Exercise brief: All lines in the entries below that hold "sentinel" make up the answer.

Dataset entries
PR #1510, opened 2026-08-15
fix(embeddings): scope the non-force backfill to the active model

### LINKED ISSUE #1506: Non-force embedding backfill cannot regenerate stale-model vectors
Follow-up to #1503 / PR #1505.

`get_records_without_embeddings` selects on `RecordEmbedding.id IS NULL` (`defaults_processing_port.py:254`), so the non-force backfill defines "missing" as "no embedding row of any model". After an embedding-model swap, every record still has its old-model row, so **Generate Missing is a no-op on exactly the catalog state where coverage is broken** — the stale rows #1505's `stale_records` field now surfaces.

#1505 handles this at the UI level: the Settings AI tab hides Generate Missing when `missing_records - stale_records == 0` and routes operators to Regenerate All (force mode re-embeds everything and clears stale rows). That is correct but blunt — on a large catalog with 2% stale records, Regenerate All re-embeds the other 98% for nothing, at provider-token cost.

The proper fix is to make the backfill's "missing" model-aware: select records with no row for the **active** model (`NOT EXISTS (... WHERE model_name = :active_model)`), which makes non-force mode regenerate stale rows incrementally without touching current-model coverage. That changes the semantics of an existing behavior (some deployments may rely on "missing" meaning "no row at all"), which is why it was deliberately left out of #1505.

Acceptance:
- Non-force backfill embeds records whose only vectors belong to non-active models.
- Current-model rows are untouched (no re-embed, no token spend).
- The `missing_records`/`stale_records` split from #1505 reads 0/0 after a non-force run on a stale-only catalog.
- Counterfactual test: seed one stale-model row, run non-force backfill, assert the record gains an active-model row (fails against today's `IS NULL` predicate).

ishiland:
Follow-up to #1503 / #1505.

## The disagreement

`catalog.record_embeddings` is keyed `(record_id, model_name)`, and semantic search reads only the rows matching the active model. Two places disagreed about what that means:

- `AdminService.get_embedding_stats` (fixed in #1505) counts a record as covered only when it has a row under the **active** model.
- `get_records_without_embeddings` selected on `RecordEmbedding.id IS NULL`, so it treated a record as covered when it had a row under **any** model.

After an embedding-model swap every record keeps its old-model row. The panel therefore reported 0% coverage and N stale records, while Generate Missing selected nothing and reported "no records without embeddings found". The non-force backfill was a no-op on precisely the catalog state where coverage was broken.

#1505 worked around this in the UI by hiding Generate Missing when `missing_records - stale_records <= 0` and pointing operators at Regenerate All. That is correct but expensive: on a catalog with 2% stale records, Regenerate All re-embeds the other 98% at provider-token cost.

## The change

The non-force branch now selects records with no row under the active model, using a correlated `NOT EXISTS`. The outer join went with it, since `NOT EXISTS` correlates on its own and the join only produced per-embedding duplicate `Record` rows that `.unique()` collapsed again.

A non-force run on a stale-only catalog now brings `missing_records` / `stale_records` to 0/0. Worth stating plainly: it does that by **adding** the active-model row, not by deleting the superseded one. `stale_records` is computed as `any_model_records - embedded_records`, so the new row closes the gap while the old row stays in the table. Regenerate All remains the only path that deletes superseded vectors and reclaims that storage. The stale warning in Settings now says so.

`backfill_embeddings` also passes its own `force` flag through to the port instead of hardcoding `False`. On the force path the delete has already emptied the table, so both flags select the same rows today, but routing a post-delete regenerate through the model-aware branch would make a run that already destroyed its input depend on model resolution succeeding. `force=True` asks for "every record" directly, which is what that branch has always meant.

## The sentinel decision

`resolve_embedding_model_name` returns `"__model_unknown__"` when the active model cannot be resolved. That name matches no stored row, which reads in opposite directions depending on which side of the query you are on:

- For a coverage **count** it under-reports. #1505 accepts that: search's vector arm is equally unusable in that state, and over-reporting coverage was the bug being fixed.
- For a "which records still need work" **select** it over-reports. Scoping by the sentinel would mark the entire catalog missing.

This PR fails closed instead: an unresolvable model returns an empty list and logs `backfill_skipped_unresolved_embedding_model`. The reason is what happens downstream. `backfill.py` stamps its rows from a separate `EMBEDDING_MODEL.get(session)` call, and `RecordEmbedding.model_name` is `nullable=False`. So a run that selected the whole catalog in that state would embed every record at provider-token cost and then fail every insert, either on the NOT NULL constraint or, if config resolution recovered mid-run, on `uq_record_embedding_model` for the records that already had a current row. Unbounded token spend on a transient config read failure is the exact cost #1506 exists to avoid.

Selecting nothing is the recoverable error. The operator re-runs once config resolution works, and the admin panel already reads 0% coverage in the meantime, so the state is visible rather than silent.

The sentinel is now a named constant, `helpers.UNKNOWN_EMBEDDING_MODEL`, instead of a literal repeated at three sites.

## UI

#1505's gating assumed the old backfill semantics, so it went wrong the moment the backend change landed.

- Generate Missing is gated on `missing_records > 0` (was `missing_records - stale_records > 0`).
- `staleEmbeddingsWarning` names the cheaper remedy first and no longer sends operators straight to Regenerate All. New copy written into all four locales (en/es/fr/de).

While editing the test file I also changed two pre-existing assertions from `{ name: 'Generate Missing' }` to `{ name: /Generate Missing/ }`. Testing Library treats a string `name` as an exact match, and the button's accessible name is "Generate Missing Embeddings", so those two assertions could never have failed.

## Counterfactual (backend)

Predicate reverted to `stmt.where(RecordEmbedding.id.is_(None))` with the outer join restored, everything else unchanged:

```
FF.F                                                                     [100%]
=================================== FAILURES ===================================
E   AssertionError: assert UUID('d38f7b51-0320-44bd-9531-f6497558570f') in set()
tests/test_embedding_backfill_model_scope.py:90: AssertionError
E   AssertionError: assert UUID('ef3942f8-331a-4a3f-a961-5aa57e480933') in set()
tests/test_embedding_backfill_model_scope.py:112: AssertionError
E   AssertionError: assert {UUID('c2f9db...eed6593b783')} == set()
tests/test_embedding_backfill_model_scope.py:159: AssertionError
=========================== short test summary info ============================
FAILED tests/test_embedding_backfill_model_scope.py::test_record_with_only_a_superseded_vector_reads_missing
FAILED tests/test_embedding_backfill_model_scope.py::test_a_swap_moves_a_covered_record_back_into_the_selection
FAILED tests/test_embedding_backfill_model_scope.py::test_unresolvable_model_selects_nothing
```

`test_force_still_selects_records_the_active_model_covers` passes in both directions, which is the point: force semantics are unchanged.

Restored: `4 passed in 4.86s`.

## Counterfactual (frontend)

Gate reverted to `missing_records - stale_records > 0` and the en copy reverted to "Regenerate all embeddings to restore coverage.":

```
 × offers Generate Missing when every missing record is stale 84ms
 × names Generate Missing as the remedy before Regenerate All 18ms
⎯⎯⎯⎯⎯⎯⎯ Failed Tests 2 ⎯⎯⎯⎯⎯⎯⎯
TestingLibraryElementError: Unable to find an accessible element with the role "button" and name `/Generate Missing/`
TestingLibraryElementError: Unable to find an element with the text: /Generate missing embeddings to re-embed just those records/.
 Test Files  1 failed (1)
      Tests  2 failed | 16 passed (18)
```

Restored: `18 passed (18)`.

## Gates

| Gate | Result |
| --- | --- |
| `pytest tests/test_embedding_backfill_model_scope.py` | 4 passed |
| `pytest tests/test_layering.py` | 47 passed |
| `pytest -k "embedding or backfill or semantic"` | 175 passed, 1 skipped |
| `pytest tests/test_embedding_tenant_isolation.py tests/test_embedding_backfill.py tests/test_processing_port.py` | 16 passed |
| `ruff check .` | All checks passed |
| `ruff format --check .` | 1004 files already formatted |
| `python scripts/dump_openapi.py --check` | exit 0, no drift |
| `npm run typecheck` | clean |
| `npm run lint` | clean |
| `npx vitest run SettingsAITab.test.tsx` | 18 passed |
| `npm run test:i18n` | 4 passed, all locales in parity |
| pre-commit (Rule 1, Rule 2, ruff, secrets) | all passed |

`test_layering.py`'s cap for `defaults_processing_port.py` moves 499 to 537 in this commit, with the justification comment inline.

No API schema change, so `backend/openapi.json` and the SDKs are untouched.

Closes #1506.


ishiland:
@codex review

PR #1512, opened 2026-08-15
chore(readme): Matterhorn shot with restored overlays

ishiland:
Closes the loop on #1507's review finding. The seeder repair (#1509) restored the Climbing routes / Route casing / Peaks layers on the showcase map, so the Build shot is recaptured with the labeled summits (Matterhorn 4478 m, Picco Muzio, Zmuttzähne) and the dashed-red Lion Ridge climbing routes its alt text originally promised — and the alt text gets its richer wording back. Matches the marketing-side recapture in getgeolens.com#106.

Verification: `node scripts/check-readme-assets.mjs` 15/15 at pinned size; frame eyeballed at full size.


ishiland:
@codex review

Answer for this exercise:
## The sentinel decision
- For a "which records still need work" **select** it over-reports. Scoping by the sentinel would mark the entire catalog missing.
The sentinel is now a named constant, `helpers.UNKNOWN_EMBEDDING_MODEL`, instead of a literal repeated at three sites.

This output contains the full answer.